Verify the signature before pinning in production:
```bash
cosign verify \
--certificate-identity-regexp 'https://github.com/ericmey/musubi/.*' \
--certificate-oidc-issuer https://token.actions.githubusercontent.com \
ghcr.io/ericmey/musubi-core@sha256:
```
## Repository layout
```
src/musubi/ importable package
types/ shared pydantic types — the schema is the contract
store/ Qdrant layout, collection names, vector specs
embedding/ TEI client + Embedder protocol + FakeEmbedder
planes/ episodic / concept / curated / artifact / thoughts
retrieve/ scoring, hybrid search, fast/deep paths
lifecycle/ maturation / synthesis / promotion / demotion / reflection / runner
llm/ Ollama client + frozen prompt files (per-name versioned)
api/ FastAPI app, OpenAPI, /v1/* routes
sdk/ Python client
adapters/ MCP, LiveKit, OpenClaw (SDK + types only)
vault/ Obsidian watcher + writer + write-log
observability/ structured logging + Prometheus metrics
tests/ mirrors src/musubi/ path-for-path
docs/Musubi/ the architecture vault (Obsidian) — source of truth for design
deploy/ ansible, prometheus, grafana, docker-compose templates
```
## Status
**v1.0 — released.** The API shape is sealed, agent-as-tenant namespace model is in ([ADR 0030](docs/Musubi/13-decisions/0030-agent-as-tenant.md)), both downstream integrations (openclaw-livekit, openclaw-musubi plugin) are on the canonical API, and the release chain from conventional commit through pinned-digest PR is fully hands-off.
In v1.0:
- ✅ Three-plane memory (episodic / curated / concept) + artifacts + thoughts, per-plane collections, KSUID-addressed rows
- ✅ All five lifecycle sweeps (maturation, synthesis, promotion, demotion, reflection) running on cron, SQLite-journaled, with a hard three-strikes rejection cap on promotion
- ✅ Hybrid retrieval — dense BGE-M3 + sparse SPLADE + BGE-reranker + 2-segment cross-plane fanout in one call
- ✅ Full HTTP surface (gRPC partial; lives behind the runtime flag `MUSUBI_GRPC`, default off)
- ✅ Plane-aligned endpoint paths: `/v1/episodic`, `/v1/curated`, `/v1/concepts`, `/v1/artifacts`
- ✅ Agent-as-tenant namespace model: `//` ([ADR 0030](docs/Musubi/13-decisions/0030-agent-as-tenant.md))
- ✅ `Last-Event-ID` replay on `/v1/thoughts/stream` — reconnect without losing thoughts
- ✅ MCP + LiveKit + OpenClaw adapters (external repos), static-bearer auth model with per-agent token support
- ✅ Supply-chain: cosign + SBOM + Trivy on every published image
- ✅ Fully automated release chain — conventional commit → release PR auto-merges → tag → signed image → digest pin PR auto-merges.
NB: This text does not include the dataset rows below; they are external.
PR #21118, opened 2021-06-04
net-im/telegram-desktop: Fix USE=-dbus

mid-kid:
@gyakovlev


gyakovlev:
man I'm so glad you've taken over maintenance, doing a great job!
thanks, merged.

PR #22095, opened 2021-08-24
[DO NOT MERGE] lxde-base/* removal

jsmolic:
LXDE develpoment is discontinued upstream in favor of LXQt, so let's last-rite everything we can while keeping 
`x11-misc/pcmanfm`and its core dependencies in the tree.
Bug: https://bugs.gentoo.org/810091


jsmolic:
Note that only last-rite commit can be pushed first (https://github.com/gentoo/gentoo/pull/22095/commits/2728a4f60143f46ba9c6bcf7bce2d2fe1a715a65) while others can be done along with package removals in 30 days.

Since we're keeping `x11-misc/pcmanfm{,-qt}` in the tree, we also need `lxde-base/menu-{cache,data}` ( we also need those for some `lxqt-base` packages) and `x11-libs/libfm{,-extra,-qt}`. Rest of `lxde-base` packages can be safely removed from the tree.

jsmolic:
- A full list of packages that will be removed from the tree:
```
media-sound/lxmusic
lxde-base/lxappearance
lxde-base/lxappearance-obconf
lxde-base/lxde-common
lxde-base/lxde-icon-theme
lxde-base/lxde-meta
lxde-base/lxinput
lxde-base/lxlauncher
lxde-base/lxpanel
lxde-base/lxrandr
lxde-base/lxsession
lxde-base/lxtask
lxde-base/lxterminal
```
- Packages that will have to stay because they have reverse dependencies:
```
lxde-base/lxmenu-data
lxde-base/menu-cache
```

Additionaly, we have `lxde-base/lxdm` whose maintainer wants to keep it in the tree for a while longer and will be moved to another category. `media-gfx/gpicview` also has a maintainer who wants to keep it in the tree, so those two packages will be untouched for now.

If we decide to go through with this:
- Step 1 will be to last-rite the packages from the list.
- Step 2 will be done in 30 days :

After removal we will only have 2 packages left in the `lxde-base` category, so it might be worth considering removing the whole category. If we decide to do that, we will have to move those 2 packages to a different category, add pkgmove entries in `profiles/updates` and fix all references to the old package name and update them (dependencies in other ebuilds, profile or metadata.xml entries or `<pkg>` tags, change open bug summaries, etc.).
Additionaly we will also have to remove `lxde-base` from the list in `profiles/categories`

There are also some reverse dependencies which will have to be fixed after removal, which includes for instance removing `lxde-base/lxsession` from dependencies in `sys-auth/polkit` and removing  `lxde-base/lxde-icon-theme` from `virtual/freedesktop-icon-theme`.

If we leave `lxde-base/lxdm` in the tree there will be no profile entries to cleanup, otherwise we would have to remove an entry from `features/prefix/package.use.mask`.

All of this will be double checked in  30 days when removing the packages for, so I will again go through all reverse dependencies, look for leftover profile entries, metadata.xml references to lxde packages, etc.


Wiki pages are also going to have to be updated, explaining that LXDE packages are no longer in the Gentoo tree.
(https://wiki.gentoo.org/wiki/LXDE)

juippis (commented):
As said, I have been thinking about lxde's removal ever since I disbanded the project +1 year ago. It seems some faults have been fixed meanwhile, and I just tested, and lxde still works. It's unfortunate it has no maintainer in Gentoo currently, but I don't see a reason to force its removal in its current state. 

I'll write this .patch as a reference for future if/when it breaks down, again, and receives no maintainer in Gentoo.

juippis:
Thank you for the effort!

PR #22096, opened 2021-08-24
sci-libs/med: fix build against hdf5-1.12

waebbl:
Thanks to Alexandre Ferreira for providing the patch.

Closes: https://bugs.gentoo.org/809008

profiles/base/package.use.mask: mask mpi for sci-libs/med

Package depends on sci-libs/hdf5[mpi] which currently has test issues
and has USE=mpi masked.

### DIFF
--- a/profiles/base/package.use.mask
+++ b/profiles/base/package.use.mask
@@ -6,6 +6,11 @@
 # This file is only for generic masks. For arch-specific masks (i.e.
 # mask everywhere, unmask on arch/*) use arch/base.
 
+# Bernd Waibel <waebbl-gentoo@posteo.net> (2021-08-24)
+# Needs sci-libs/hdf5[mpi], which is currently masked.
+# Mask until hdf5 builds with MPI support.
+sci-libs/med mpi
+
 # Marek Szuba <marecki@gentoo.org> (2021-07-14)
 # Even on a clean install, 8 phdf5 tests fail (Bug #808612)
 # Mask for further study.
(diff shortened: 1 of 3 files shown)


AndrewAmmerlaan:
Thanks :+1:

waebbl:
@AndrewAmmerlaan Andrew, can you revert this? I just got an email that the mask breaks gmsh. Haven't tested the revdeps on this.

AndrewAmmerlaan:
> @AndrewAmmerlaan Andrew, can you revert this? I just got an email that the mask breaks gmsh. Haven't tested the revdeps on this.

Reverted, I'm slightly confused though, because the qa-bot said it was fine

waebbl:
> > @AndrewAmmerlaan Andrew, can you revert this? I just got an email that the mask breaks gmsh. Haven't tested the revdeps on this.
> 
> Reverted, I'm slightly confused though, because the qa-bot said it was fine

Does it check for revdeps? Just looked up latest gmsh and noticed it depends on med[mpi] unconditionally and has a `REQUIRED_USE=med? ( mpi )` constraint. Looks, like we need to mask the med USE flag on gmsh as well.

Need to figure out how to re-track the branch again. Already deleted it locally :/

AndrewAmmerlaan:
> Does it check for revdeps? Just looked up latest gmsh and noticed it depends on med[mpi] unconditionally and has a REQUIRED_USE=med? ( mpi ) constraint. Looks, like we need to mask the med USE flag on gmsh as well.

It should, it checks the whole tree. Possibly your local tree was significantly behind the main tree?

waebbl:
> It should, it checks the whole tree. Possibly your local tree was significantly behind the main tree?

No, I don't think so. I always rebase before pushing, so the local tree was up to date.

waebbl:
Just checked the gmsh-4.8.4 build file. From my understanding the packages doesn't need to have mpi support for med enabled unconditionally. So instead of masking gmsh[med] as well, I suggest to change the dependency on sci-libs/med of all gmsh versions starting 4.6.0 and above from `sci-libs/med[mpi]` to `sci-libs/med[mpi=]` which should resolve the break.

PR #22100, opened 2021-08-25
net-im/webex: version bump to 41.9.0.20091

mijaros:
Closes: https://bugs.gentoo.org/794700

Signed-off-by: Miroslav Jaros <mirek@mijaros.cz>


mijaros:
One question though, does it even make sense to have the previous ebuilds in the repository? Since it is impossible to download 
 a specific version of the rpm I think that the other ebuilds can be safely removed.

mschilli87:
Meanwhile, upstream appears to have moved on to `41.10.0.20280`.
@akhuettel: Would it make sense for @mijaros to update this PR (or someone else to open a new one superceeding this one) or will this remain stale anyways? :wink:

---
*Off-topic:* Also, if a version bump is affectively only a rename aynways, why not create a `-9999` ebuild and symlink to it?
IMHO, this would make the situtation more transparent.

thesamesam:
> Meanwhile, upstream appears to have moved on to `41.10.0.20280`. @akhuettel: Would it make sense for @mijaros to update this PR (or someone else to open a new one superceeding this one) or will this remain stale anyways? 😉
> 

akhuettel dropped himself from webex so this is m-n now. Needs somebody to either update this PR or do a new one (you? 😄)

> _Off-topic:_ Also, if a version bump is affectively only a rename aynways, why not create a `-9999` ebuild and symlink to it? IMHO, this would make the situtation more transparent.

The hard part would be knowing when you can get an update I guess, but we could do PROPERTIES="live", yes. Symlinks aren't allowed though.

mijaros:
@thesamesam I will look into this later today if there is a possibility to do so. I'm not that strong with ebuilds but let this be a great opportunity to learn some more :)

net-im/webex/webex-41.9.0.20091.1.ebuild
```diff
@@ -0,0 +1,67 @@
+# Copyright 1999-2021 Gentoo Authors
+# Distributed under the terms of the GNU General Public License v2
+
+EAPI=7
+
+inherit desktop xdg rpm
+
+DESCRIPTION="Cisco video conferencing and online meeting software"
+HOMEPAGE="https://www.webex.com/"
+SRC_URI="https://binaries.webex.com/WebexDesktop-CentOS-Official-Package/Webex.rpm -> ${P}.rpm"
```
juippis: This is very unfortunate. Isn't there anywhere where this package can be downloaded with a fixed version? For example, I can't even test this due to:
```
!!! Fetched file: webex-41.9.0.20091.1.rpm VERIFY FAILED!
!!! Got:      239953332
!!! Expected: 232153632
```
The `RESTRICT="mirror"` makes it impossible for us to merge this PR like this. And it also makes it impossible for any individual to host it.

I see this package is last-rited due to this reason, not much we can do, other than blame upstream...

juippis (commented):
Well there are other nitpicks with this PR but I don't see it getting merged due to the reasons listed.

AndrewAmmerlaan:
Closing due to the removal of net-im/webex.

PR #22118, opened 2021-08-26
games-strategy/0ad: Bump to alpha25b and EAPI=8

holgersson32644:
Upstream bumped 0ad with some fixes, quoting upstream:

- Ranked matches did not longer grant points in the lobby.
- Mod installation no longer require restart.
- Mod installation no longer prints errors when installing mods
  by double-clicking
- Mod installation now overwrites the existing mods to allow
  for easier updates.
- Fishes are now easier to spot on lowest settings with
  the addition of seagulls.

For their full announcement see:
https://play0ad.com/re-release-of-0-a-d-alpha-25-yauna/

This bump hops to EAPI=8 as all used eclasses support it now and drops
an forgotten comment about the bundled premake5.
Additionally it adds a hint about distfile signature verification using
app-crypt/minisign as noted upstream: https://play0ad.com/download/source/


thesamesam:
Thank you!

PR #22126, opened 2021-08-27
dev-util/bazel: remove hack for Gentoo prefix

littlewu2508:
In bazel-3.2 prefix and static-libs use flag is added concerning bug #773982

For bazel-3.7 the issue is gone and specifying static link flags causes build error.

Operator runs `ansible-playbook update.yml` from the control host and that is the only human step.
- ✅ Operator tooling: `musubi promote force|reject` CLI, vault large-file skip-with-warning, rate-limited vault watcher
Post-v1.0:
- ⏳ Fleet orchestration — single-node today; multi-node HA is a post-1.0 design space and will need its own ADR
- ⏳ Auto-deploy pipeline (image publish is automated; host rollout is still operator-driven via ansible)
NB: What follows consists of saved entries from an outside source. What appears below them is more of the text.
PR #22136, opened 2021-08-28
dev-libs/spdlog: fix dependency version

stkw0:
Closes: https://bugs.gentoo.org/810496

### DIFF
--- a/dev-libs/spdlog/spdlog-1.9.2.ebuild
+++ b/dev-libs/spdlog/spdlog-1.9.2.ebuild
@@ -25,7 +25,7 @@ BDEPEND="
 	virtual/pkgconfig
 "
 DEPEND="
-	>=dev-libs/libfmt-6.1.2:=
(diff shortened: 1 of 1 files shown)


dev-libs/spdlog/spdlog-1.9.2.ebuild
```diff
@@ -25,7 +25,7 @@ BDEPEND="
 	virtual/pkgconfig
 "
 DEPEND="
-	>=dev-libs/libfmt-6.1.2:=
+	>=dev-libs/libfmt-8.0.0:=
```
ionenwks, line 28: Normally would need a revbump for a rdepend change, but given it's a build failure and there's a binding operator to prevent downgrading, it's all good (just wanted to make a note of it).

ionenwks (approved):
Thanks, I'll additionally sync this change in the live ebuild.

PR #20546, opened 2021-04-26
dev-java/hppc-template-processor: new package 

vaukai:
```
 * Complete command:
 * javac -source 1.8 -target 1.8 -d target/classes -encoding UTF-8 -classpath //usr/share/randomized-runner/lib/randomized-runner.jar://usr/share/assertj-core-2/lib/assertj-core.jar://usr/share/junit-4/lib/junit.jar://usr/share/hamcrest-core-1.3/lib/hamcrest-core.jar://usr/share/cglib-3/lib/cglib.jar://usr/share/ant-core/lib/ant.jar://usr/share/ant-core/lib/ant-bootstrap.jar://usr/share/ant-core/lib/ant-launcher.jar://usr/share/asm-9/lib/asm.jar://usr/share/guava-20/lib/guava.jar://usr/share/junit-4/lib/junit.jar://usr/share/antlr-4/lib/antlr-runtime.jar://usr/share/antlr-4/lib/antlr-tool.jar://usr/share/velocity/lib/velocity.jar://usr/share/commons-io-1/lib/commons-io.jar://usr/share/commons-lang-3.6/lib/commons-lang.jar://usr/share/slf4j-api/lib/slf4j-api.jar://usr/share/animal-sniffer-annotations/lib/animal-sniffer-annotations.jar://usr/share/error-prone-annotations/lib/error-prone-annotations.jar://usr/share/jsr305/lib/jsr305.jar://usr/share/hamcrest-core-1.3/lib/hamcrest-core.jar://usr/share/antlr-3.5/lib/antlr-runtime.jar://usr/share/stringtemplate-4/lib/stringtemplate.jar://usr/share/treelayout/lib/treelayout.jar @sources.lst
 * Compiling ...
warning: [options] bootstrap class path not set in conjunction with -source 8
src/main/java/com/carrotsearch/hppc/generator/parser/SignatureReplacementVisitor.java:21: error: package com.carrotsearch.hppc.generator.parser.Java7Parser does not exist
import com.carrotsearch.hppc.generator.parser.Java7Parser.ClassDeclarationContext;
```
What's there instead is
```
./src/main/antlr4/com/carrotsearch/hppc/generator/parser/Java7Parser.g4
```
How to find out what needs to be done?

PR #22139, opened 2021-08-28
dev-java/commons-lang: restrict to java:1.8

vaukai:
Closes: https://bugs.gentoo.org/779472

Setting SOURCE and TARGET here since it compiled fine using openjdk:8
JAVA_PKG_WANT_SOURCE="1.4"
JAVA_PKG_WANT_TARGET="1.4"

### DIFF
--- a/dev-java/commons-lang/commons-lang-2.6-r2.ebuild
+++ b/dev-java/commons-lang/commons-lang-2.6-r2.ebuild
@@ -1,0 +1,39 @@
+# Copyright 1999-2021 Gentoo Authors
+# Distributed under the terms of the GNU General Public License v2
+
+EAPI=7
+
+JAVA_PKG_IUSE="doc source test"
+MAVEN_ID="commons-lang:commons-lang:2.6"
+JAVA_PKG_WANT_SOURCE="1.4"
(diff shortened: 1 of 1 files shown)


fordfrog:
what's the progress on `app-text/languagetool` wrt this version of `commons-lang`? i'd like to see `dev-java/commons-lang:2.1` gone completely...

vaukai:
> what's the progress on `app-text/languagetool` wrt this version of `commons-lang`?

It's the huge dependency tree where I was stuck at https://github.com/gentoo/gentoo/pull/20546.   
But re-thinking removal of `slot 2.1`, why not let it survive as long it's working with `jdk:8` and has no security issues?

`app-text/languagetool` however seems to have never had a stable version and issues on that package IMHO should be handled independent from and not block [unmasking java 11](https://bugs.gentoo.org/810613).

fordfrog:
thanks for the info. so i merged your commit straight to stable, dropped the old version (ad6f15d1fbfe8aa862cfa12cbbe6c5e7d5b139cc), and also removed this old version from deprecation (67450ec4dc95524632d2f3ae461b0532225d7c47).

PR #22153, opened 2021-08-30
package.mask: last-rite games-puzzle/gnudoku

DarthGandalf:
Bug: https://bugs.gentoo.org/711344


chewi:
It would be easily fixed and the GTK2 removal makes me uneasy in general, but there are other sudoku games and we're almost the only distro still carrying this.

PR #22158, opened 2021-08-30
Fixed dependencies in app-admin/perl-cleaner package.

wikjas:
The defined runtime dependencies: sys-apps/portage app-portage/portage-utils sys-apps/pkgcore are not needed.
It was tested while the package was cross-compiled.


mattst88:
perl-cleaner definitely depends on these packages at runtime. It calls them directly.

PR #22163, opened 2021-08-30
x11-libs/libdrm: add "udev" USE flag

Karlson2k:
`udev` support switches internal logic and does not require any external libs.

The main difference is [here](https://gitlab.freedesktop.org/mesa/drm/-/blob/libdrm-2.4.107/xf86drm.c#L740). Without `udev` libdrm may try to create by itself missing device node when device is opened, while with `udev` libdrm may wait up to 1 millisecond for device node to appear.


mattst88:
Why would a user want this code enabled vs disabled? Should it be a USE flag, or should it always be enabled?

PR #22164, opened 2021-08-30
perl-core/*: remove last-rited pkgs

jsmolic:


profiles/package.mask
```diff
@@ -260,18 +260,6 @@ app-text/fb2edit
...
-# Andreas K. Hüttel <dilfridge@gentoo.org> (2021-07-31)
-# Obsolete; all versions in current Perl core distributions
-# are newer, and no virtuals currently pull these packages.
-# Removal in 30 days.
-perl-core/ExtUtils-MakeMaker
-perl-core/ExtUtils-Manifest
-perl-core/File-Path
-perl-core/Getopt-Long
-perl-core/HTTP-Tiny
-perl-core/JSON-PP
```
jsmolic, line 272: I see perl-core/JSON-PP and perl-core/ExtUtils-MakeMaker also appear in perl ebuilds (https://gitweb.gentoo.org/repo/gentoo.git/tree/dev-lang/perl/perl-5.34.0-r2.ebuild#n93), do we need to remove them from there as well?

akhuettel: No, we need to keem them there. It's not impossible the perl-core packages will come back at some point in the future.

akhuettel (approved):

PR #23078, opened 2021-11-25
www-client/firefox: 91esr x86 build fix && 94 gcc+lto fix

juippis:


orlitzky:
I backported the lto fix to 91.3.0 and it does work, thanks.

juippis:
These should be included in the latest firefoxes.

PR #23079, opened 2021-11-25
net-wireless/aircrack-ng: move deps from PDEPEND to RDEPEND

floppym:
PDEPEND is meant for breaking circular dependencies. I don't see any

- ⏳ gRPC transport ADR ([#98](https://github.com/ericmey/musubi/issues/98)) — priority-low, not a 1.0 blocker
- ⏳ Vault-wide sweep to update illustrative `eric/...` examples to agent-as-tenant (normative specs already flipped; docs carry a banner pointing at [ADR 0030](docs/Musubi/13-decisions/0030-agent-as-tenant.md))
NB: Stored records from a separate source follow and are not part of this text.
PR #23091, opened 2021-11-26
kernel-2.eclass: Respect portage CC variable

10ne1:
kernel-2.eclass: Respect portage CC & AR variables

Starting with kernel>=v5.7 the build system can override the
tools vars by setting LLVM=1 [1], but older kernels still use
the default GNU tools, so to be able to use a full LLVM/Clang
build, CC should be set together with AR to the portage set
values.

Doing this avoids situations like building the kernel with
clang (using the set HOSTCC) but using gcc/gnu-ar for headers.

[1] a0d1c951ef08 kbuild: support LLVM=1 to switch the default tools to Clang/LLVM

Co-authored-by: Manoj Gupta <manojgupta@chromium.org>

### DIFF
--- a/eclass/kernel-2.eclass
+++ b/eclass/kernel-2.eclass
@@ -692,7 +692,7 @@ env_setup_xmakeopts() {
 	elif type -p ${CHOST}-ar >/dev/null; then
 		xmakeopts="${xmakeopts} CROSS_COMPILE=${CHOST}-"
 	fi
-	xmakeopts="${xmakeopts} HOSTCC=$(tc-getBUILD_CC)"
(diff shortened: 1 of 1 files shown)


mpagano:
I asked for comments from other developers and they had concerns with this change and potential unintended impacts.   Can this be posted to the mailing list (gentoo-dev) to get more input, please?

10ne1:
@mpagano Ok I'll also send to the mailing list, thanks!

10ne1:
@mpagano I sent [the patch to the ML](https://archives.gentoo.org/gentoo-dev/message/bf8121597a625fc4768f02c7d6ec3e7b) 2 weeks ago and nobody responded. Should I CC/send to someone explicitely or should I wait a bit more considering the holiday season is approaching?

PR #23095, opened 2021-11-27
app-emulation/virtualbox-modules: add basic clang+thinlto kernel support

gcarq:
To use this there's no need to do anything beside having a kernel built with clang+(thin)lto (normally through LLVM=1 LLVM_IAS=1).

Closes: https://bugs.gentoo.org/820536
Signed-off-by: Michael Egger <egger.m@protonmail.com>


telans:
Can confirm this works for me with no issues in VM management

PR #23099, opened 2021-11-28
dev-libs/gjs: fix compatibiliy with meson 0.60.2

Miezhiko:
Added patch from upstream to gjs 1.70.0, tested on ~amd64

related bug: https://bugs.gentoo.org/827538


thesamesam:
Fixed by https://gitweb.gentoo.org/repo/gentoo.git/commit/dev-libs/gjs?id=b707dc5311d1c6a1eefb9f6bf28cf4d217136192.

PR #23104, opened 2021-11-29
sys-devel/dwz: Version update to 0.14

annulen:
- sys-devel/dwz: Version update to 0.14
- sys-devel/dwz: Remove old version 0.13


sys-devel/dwz/dwz-0.14.ebuild
```diff
@@ -0,0 +1,31 @@
+# Copyright 1999-2020 Gentoo Authors
+# Distributed under the terms of the GNU General Public License v2
+
+EAPI=7
```
juippis: 8!

sys-devel/dwz/dwz-0.14.ebuild
```diff
@@ -0,0 +1,31 @@
+# Copyright 1999-2020 Gentoo Authors
```
juippis: You should use our automated tools to commit so it fixes the copyright header automatically. E.g. repoman or pkgdev.

juippis (approved):
Tests fail for me, 
```
child process exited abnormally
FAIL: /var/tmp/portage/sys-devel/dwz-0.14/work/dwz/testsuite/dwz.tests/odr-struct-multifile.sh

		=== dwz Summary ===

# of expected passes		56
# of unexpected failures	1
# of unsupported tests		4
make: *** [Makefile:145: check] Error 1
rm invalid-dw-at-stmt-list-encoding-dw.S no-multifile-prop-dw.S unavailable-dwarf-piece-dw.S
 * ERROR: sys-devel/dwz-0.14::gentoo failed (test phase):
 *   Make check failed. See above for details.
```
But you'll get a new bug report about that.

PR #23106, opened 2021-11-29
sci-libs/blis: bump version to 0.8.1

6-6-6:
Closes: https://bugs.gentoo.org/764098
Signed-off-by: Zhang Zongyu <zongyu@novazy.net>


sci-libs/blis/blis-0.8.1.ebuild
```diff
@@ -0,0 +1,114 @@
...
+
+RDEPEND="
+	eselect-ldso? (
+		!app-eselect/eselect-cblas
+		>=app-eselect/eselect-blas-0.2
+	)"
+
+BDEPEND="${PYTHON_DEPS}"
+DEPEND="${RDEPEND}
+	${PYTHON_DEPS}
```
heroxbd, line 29: Does blis have a Python linking or header dependency?

I think it only goes to `BDEPEND`.

heroxbd (changes requested):

sci-libs/blis/blis-0.8.1.ebuild
6-6-6: > Does blis have a Python linking or header dependency?

No. Blis uses Python for [flattening its headers](https://github.com/flame/blis/blob/b727645eb7a8df39dee74068f734da66322fe0b3/common.mk#L502).

> I think it only goes to `BDEPEND`.

I agree with it.

PR #23107, opened 2021-11-29
dev-java/jnr-ffi: restrict tests

vaukai:


dev-java/jnr-ffi/jnr-ffi-2.0.2-r1.ebuild
```diff
@@ -15,6 +15,8 @@ LICENSE="|| ( Apache-2.0 LGPL-3 )"
 SLOT="2"
 KEYWORDS="~ppc64"
 
+RESTRICT="test"
```
fordfrog, line 18: it would be nice to add an explanation to the ebuild why the tests are restricted so that anybody who wants to touch the ebuild knows without a need to investigate

PR #23109, opened 2021-11-29
media-video/mjpg-streamer: dropping problematic use flag

ChaosEngine:
media-video/mjpg-streamer: removing http-management USE because upstream is not accepting PR and there is a dependency build conflict.
Closes: https://bugs.gentoo.org/821253
Signed-off-by: Andrzej Pauli andrzej.pauli@gmail.com


thesamesam:
1. Could you fix the commit message? It doesn't have the 'cat/pkg: ...' prefix
2. Could you make it a bit more descriptive to say what you're doing & why?
3. This seems to add a new version which isn't obvious from the commit / PR title.

ChaosEngine:
> 1. Could you fix the commit message? It doesn't have the 'cat/pkg: ...' prefix
> 2. Could you make it a bit more descriptive to say what you're doing & why?
> 3. This seems to add a new version which isn't obvious from the commit / PR title.

Better?

juippis (commented):
I think the easiest solution is just to package.use.mask the problematic flag. We don't need to force rebuilds on users who haven't enabled that flag.

Another question: If the upstream is dead, does the program work overall? When's the time to get rid of it...?

ChaosEngine:
> I think the easiest solution is just to package.use.mask the problematic flag. We don't need to force rebuilds on users who haven't enabled that flag.

Bug was generated by automatic run on tinderbox (==build bot) so it had to be cleaned and fixed for every "USE-case"

> 
> Another question: If the upstream is dead, does the program work overall? When's the time to get rid of it...?

Yes, the program works pretty much alright. The upstream seldom accepts new PR and author is just rarely active in this area.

Roadmap detail lives in [`docs/Musubi/12-roadmap/`](docs/Musubi/12-roadmap/).
## Contributing
This is a personal project that's been opened up for others to follow along, fork, and riff on. Contributions are welcome but the bar is: opened issue → discussion → PR. See [CONTRIBUTING.md](CONTRIBUTING.md) for the workflow and conventions.
The internal design is captured in an Obsidian-style vault at [`docs/Musubi/`](docs/Musubi/). It's readable as-is on GitHub but renders best in Obsidian. Every architectural decision has an ADR; every working module has a `slice` spec with a Test Contract.
## Security
If you find a vulnerability, please don't open a public issue. See [SECURITY.md](SECURITY.md) for the disclosure process.
## License
[Apache 2.0](LICENSE) © 2025–2026 Eric Mey.